How to kill a hanging session

If something goes badly wrong in a backup session (e.g. a loss of communications, or a process dying unexpectedly) you can end up with the BSM process (bsm.exe on Windows and /opt/omni/lbin/bsm on Linux/Unix) still running even though it doesn't achieve anything. Aborting doesn't help because the session manager process (BSM) tries to send that abort to the disk agent and the media agent, which won't work if they don't exist any more.

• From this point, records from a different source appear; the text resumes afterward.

PR #84, opened 2020-05-29
69911 configuration comparison

dawidkeshop:


src/CaptainHook.DirectorService/SubscriberConfigurationComparer.cs
```diff
@@ -0,0 +1,46 @@
...
+            }
+
+            return new Result(added, removed, changed);
+        }
+
+        public class Result
+        {
+            public IDictionary<string, SubscriberConfiguration> Added { get; }
+            public IDictionary<string, SubscriberConfiguration> Removed { get; }
+            public IDictionary<string, SubscriberConfiguration> Changed { get; }
```
tabman83, line 35: I would make those IReadOnlyDictionary

dawidkeshop: Sure!

src/CaptainHook.DirectorService/SubscriberConfigurationComparer.cs
```diff
@@ -30,12 +30,13 @@ public Result Compare(IDictionary<string, SubscriberConfiguration> oldConfig, ID
...
+            public IReadOnlyDictionary<string, SubscriberConfiguration> Removed { get; }
+            public IReadOnlyDictionary<string, SubscriberConfiguration> Changed { get; }
             public bool HasChanged => this.Added.Any() || this.Removed.Any() || this.Changed.Any();
 
-            public Result(IDictionary<string, SubscriberConfiguration> added, IDictionary<string, SubscriberConfiguration> removed, IDictionary<string, SubscriberConfiguration> changed)
+            public Result(IReadOnlyDictionary<string, SubscriberConfiguration> added, 
+                IReadOnlyDictionary<string, SubscriberConfiguration> removed, IReadOnlyDictionary<string, SubscriberConfiguration> changed)
             {
                 Added = added;
                 Removed = removed;
```
tabman83: Don't mean to sound picky but I feel it makes more sense to leave the constructor with the Dictionary and then get the readonly version upon assignment:
`Added = added.ToReadOnlyDictionary()`
and so on.

dawidkeshop: Done using the default ReadOnlyDictionary constructor

src/CaptainHook.DirectorService/SubscriberConfigurationComparer.cs
```diff
@@ -0,0 +1,47 @@
+﻿using System.Collections.Generic;
+using System.Collections.ObjectModel;
+using System.Linq;
+using CaptainHook.Common.Configuration;
+using Newtonsoft.Json;
+
+namespace CaptainHook.DirectorService
+{
+    public class SubscriberConfigurationComparer
```
chomick, line 9: You will need some interface to unit test code that depends on this guy

src/CaptainHook.DirectorService/SubscriberConfigurationComparer.cs
```diff
@@ -0,0 +1,47 @@
...
+    {
+        public Result Compare(IDictionary<string, SubscriberConfiguration> oldConfig, IDictionary<string, SubscriberConfiguration> newConfig)
```
chomick, line 11: Add comments on what is the intended usage/what gets compared etc

src/Tests/CaptainHook.Tests/Director/SubscriberConfigurationComparerTests.cs
```diff
@@ -0,0 +1,156 @@
...
+using FluentAssertions;
+using Xunit;
+
+namespace CaptainHook.Tests.Director
+{
+    public class SubscriberConfigurationComparerTests
+    {
+        private readonly Dictionary<string, SubscriberConfiguration> oldConfigs = new Dictionary<string, SubscriberConfiguration>
+        {
+            ["event1-captain-hook"] = new SubscriberConfigurationBuilder().WithType("event1").WithSubscriberName("captain-hook").Create(),
```
chomick, line 15: I like the fact you guys added 'builders' concept

src/CaptainHook.DirectorService/SubscriberConfigurationComparer.cs
dawidkeshop: I'll improve during work on unit tests task.

src/CaptainHook.DirectorService/SubscriberConfigurationComparer.cs
chomick: What about webhook configiurations? I beleive they are not part of those dictionaries?

dawidkeshop: In fact they are. Both webhook and subscribers configurations are built from same data read from KV. The difference is that webhook store callbacks as separate items. In fact it's data duplication and we already have a tech debt task to remove webhooks.

Anyway, if something has been changed in KV, we only have to compare subscribers to detect the change.

chomick: ok, if that's the case, we are good then.
So when we load KV data, webhooks gets added to the subscriber list as a first subscriber?

dawidkeshop: Not exactly - both these collections are being created at the same time, just when subscriber has Callback then it's added separately to the webhooks list.
You can see it here: https://github.com/eShopWorld/captain-hook/blob/master/src/CaptainHook.Common/Configuration/Configuration.cs#L71

chomick: So what will happen if I have no Callback and update my single webhook's URL in the KV? How will you detect this change?

chomick: ok - discussed with Dawid that webhooks are added to the subscribers list on config load.

PR #85, opened 2020-05-29
#69914 abstract reader creation

tabman83:


src/Tests/CaptainHook.Tests/Configuration/KeyVaultProviderTests.cs
```diff
@@ -12,7 +12,7 @@ namespace CaptainHook.Tests.Configuration
 {
     public class KeyVaultProviderTests
     {
-        [Fact]
+        [Fact(Skip = "Superseded by ConfigLoaderTests.ConfigNotEmpty")]
```
chomick, line 15: Do we need that test/code for anything if duplicated?

tabman83: Nope. I just thought it was good practice to deprecate by skipping it before removing it entirely. Can be removed now or in the next PR.

src/CaptainHook.DirectorService/DirectorService.cs
```diff
@@ -58,132 +51,28 @@ protected override async Task RunAsync(CancellationToken cancellationToken)
...
-                        cancellationToken);
-                }
-
-                foreach (var (key, subscriber) in _subscriberConfigurations)
-                {
-                    if (cancellationToken.IsCancellationRequested) return;
-
-                    await RecreateServiceForSubscriberAsync(subscriber, serviceList, cancellationToken);
+                    var description = new ServiceCreationDescription(ServiceNaming.EventHandlerServiceFullName, ServiceNaming.EventHandlerActorServiceType);
+                    await _fabricClientWrapper.CreateServiceAsync(description, cancellationToken);
```
chomick, line 60: Should that not happen for each subscriber config?

src/CaptainHook.DirectorService/FabricClientWrapper.cs
```diff
@@ -0,0 +1,68 @@
...
+using System.Threading.Tasks;
+
+namespace CaptainHook.DirectorService
+{
+    /// <summary>
+    /// A simple wrapper around FabricClient
+    /// </summary>
+    public class FabricClientWrapper : IFabricClientWrapper
+    {
+        private readonly FabricClient fabricClient;
```
chomick, line 18: Can you use _ prefix for local fields?

src/CaptainHook.DirectorService/SubscriptionManager.cs
```diff
@@ -0,0 +1,64 @@
...
+using System.Collections.Generic;
+using System.Linq;
+using System.Threading;
+using System.Threading.Tasks;
+
+namespace CaptainHook.DirectorService
+{
+    public class SubscriptionManager
+    {
+        private readonly IFabricClientWrapper fabricClientWrapper;
```
chomick, line 13: Please use "_" prefix

src/CaptainHook.DirectorService/FabricClientWrapper.cs
dawidkeshop: Not a problem. Would be nice to define one convention in a project anyway.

All you need to do is kill the relevant BSM process.

Which is easy when there is only one, and hard when you are in the middle of hundreds of backup sessions.

Sometimes it is easy, because you can look at the start time of the process and deduce which session it is.

But here's a way of getting it that's a bit more scientific.

Get the full command-line of the process in question, either with "ps -ef" on Linux / Unix or by fiddling around with the viewed columns in task manager on Windows.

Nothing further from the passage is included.